Was heißt denn hier „underrated“? (oder „Pimp my Camera“)

Ja, natürlich. Wer halbwegs etwas Englisch kann weiß, dass „underrated“ soviel wie „unterschätzt“ oder „unterbewertet“ bedeutet. Mit anderen Worten, ein Gerät, eine eine Leistung – im schlimmsten Fall sogar ein Mensch – wird als geringer wertvoll betrachtet als es/er das in Wirklichkeit ist.
In der Fotowelt gilt das vor allem für einige, meist ältere Objektive, denen von der Fotografen-Gemeinde keine besondere Achtung geschenkt wird, weil viele glauben, sie seien nicht gut. Ist dieser Gedanke unberechtigt, spricht man im anglophilen Bereich von einer „underrated lens„. Ein Beispiel dafür ist meines Erachtens z.B. das ältere Nikkor AF 1.8/50. Jeder sehnt sich nach einem AF 1.4/50, doch m.E. ist das 1.8er sogar das bessere Objektiv (im Gegensatz zu den manuellen, dort ist das AI 1.4/50 etwas stärker als das schon sehr gute AI 1.8/50). Ein weiteres „underrated“ Nikkor ist das alte AF 3.5-5.6/24-120, welches an modernen DSLRs und an analogen SLRs weitaus besser „liefert“ als sein Ruf vermuten lässt.
Eine „underrated lens“ ist sozusagen das Gegenteil von einem Objektiv, um das unberechtigterweise ein Riesen-Hype gemacht wird. Solch eine Hype-Linse ist in meinen Augen z.B. das Meyer Trioplan 2.8/100 – ein simpler Dreilinser, dem ein „magisches“ Bokeh zugeschrieben wird. Nun ja, wer überdeutliche Blubberbläschen im „out of focus“ Hintergrund sucht, für den mag das passen. Mich stören diese überkorrigierten Ringe hingegen.

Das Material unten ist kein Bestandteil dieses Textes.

PR #3943, opened 2023-02-02
[HOTFIX] Resolve trame import issues

### LINKED ISSUE #3939: Trame is needed per import statements

### LINKED ISSUE #3941: Missing ``ipywidgets`` package

banesullivan:
Close #3942, resolves #3941, resolves #3939

Will backport to `release/0.38`

cc @RobPasMue and @germa89

The trame module is opt-in, yet it was added to the top-level imports due to a numpydoc/autosummary issue in #3909.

Bild genutzt von „camerapedia“. (http://camerapedia.wikia.com/wiki/Nikon_L35AF/AD)

Manchmal gibt es aber auch eine „underrated“ Kamera. Das sind dann fast immer ältere, analoge Sucherkameras aus den 80ern und 90ers.
Während die Messsucher-Film-Kameras noch eine gewisse Wertschätzung erhalten und die sog. „Edelkompakten“ (Nikon 35Ti, Minolta TC-1 etc.) aus dem letzten Jahrzehnt des 20. Jahrhunderts sehr hohe Gebrauchtpreise erzielen, gibt es Autofokus-Sucherkameras, die man oft für unter €10,- in voll funktionsfähigen finden kann, obwohl sie zuverlässig ihren Dienst tun und mit geradezu exzellenten Objektiven ausgestattet sind. Eine solche Kamera ist die Nikon L35AF. Nikon selbst hat für diese AF-Kompaktkamera „Pikaichi“ als Spitzname genutzt. „Pikaichi“ ist Japanisch und steht für „erstklassig“. >> Hier << lässt sich nachlesen, wieviel ein Nikon Entwicklungs-Ingenieur von dieser kleinen Kamera hält.  Einen interessanten Bericht über diese Kamera findet man auch bei >> Casual Photophile <<.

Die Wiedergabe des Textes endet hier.